# Work task:
From the entries that follow, copy every line with the word "follows".

_ _ _

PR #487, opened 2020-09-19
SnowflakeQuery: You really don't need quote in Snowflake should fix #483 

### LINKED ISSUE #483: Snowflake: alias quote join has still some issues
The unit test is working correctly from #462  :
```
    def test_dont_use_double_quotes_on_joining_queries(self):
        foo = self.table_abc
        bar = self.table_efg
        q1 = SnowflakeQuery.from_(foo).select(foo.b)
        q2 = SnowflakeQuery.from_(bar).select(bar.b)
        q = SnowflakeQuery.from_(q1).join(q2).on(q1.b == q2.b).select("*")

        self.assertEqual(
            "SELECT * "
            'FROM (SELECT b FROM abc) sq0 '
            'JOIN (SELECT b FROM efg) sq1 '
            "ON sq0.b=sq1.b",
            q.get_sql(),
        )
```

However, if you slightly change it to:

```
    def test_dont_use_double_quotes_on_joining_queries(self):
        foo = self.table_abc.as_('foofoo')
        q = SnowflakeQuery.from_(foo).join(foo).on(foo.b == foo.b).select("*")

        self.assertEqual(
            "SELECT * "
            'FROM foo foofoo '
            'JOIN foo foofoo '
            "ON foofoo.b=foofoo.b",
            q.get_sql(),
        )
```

_ _ _

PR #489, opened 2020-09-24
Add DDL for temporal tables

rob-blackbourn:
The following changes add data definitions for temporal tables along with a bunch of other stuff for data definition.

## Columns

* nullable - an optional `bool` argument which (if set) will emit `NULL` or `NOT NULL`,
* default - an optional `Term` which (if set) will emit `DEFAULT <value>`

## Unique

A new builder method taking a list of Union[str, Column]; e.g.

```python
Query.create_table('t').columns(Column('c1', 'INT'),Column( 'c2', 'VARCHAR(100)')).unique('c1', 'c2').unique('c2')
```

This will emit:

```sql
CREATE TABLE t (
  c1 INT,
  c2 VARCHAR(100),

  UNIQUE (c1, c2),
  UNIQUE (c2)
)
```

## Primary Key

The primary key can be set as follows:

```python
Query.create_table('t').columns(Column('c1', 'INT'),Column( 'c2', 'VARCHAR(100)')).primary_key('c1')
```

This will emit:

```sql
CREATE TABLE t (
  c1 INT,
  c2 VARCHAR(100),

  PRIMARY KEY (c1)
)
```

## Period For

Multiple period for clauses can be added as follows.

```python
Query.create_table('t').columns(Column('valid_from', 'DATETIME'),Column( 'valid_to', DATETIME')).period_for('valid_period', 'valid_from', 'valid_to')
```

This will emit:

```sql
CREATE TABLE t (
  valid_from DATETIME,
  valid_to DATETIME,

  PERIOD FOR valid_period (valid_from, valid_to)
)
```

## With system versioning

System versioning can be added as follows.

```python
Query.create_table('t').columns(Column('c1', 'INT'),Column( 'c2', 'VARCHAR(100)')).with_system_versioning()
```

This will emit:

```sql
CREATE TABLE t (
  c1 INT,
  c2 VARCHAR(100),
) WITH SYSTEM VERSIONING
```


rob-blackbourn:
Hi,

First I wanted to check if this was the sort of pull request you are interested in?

_ _ _

# Response to this exercise:
The primary key can be set as follows:
Multiple period for clauses can be added as follows.
System versioning can be added as follows.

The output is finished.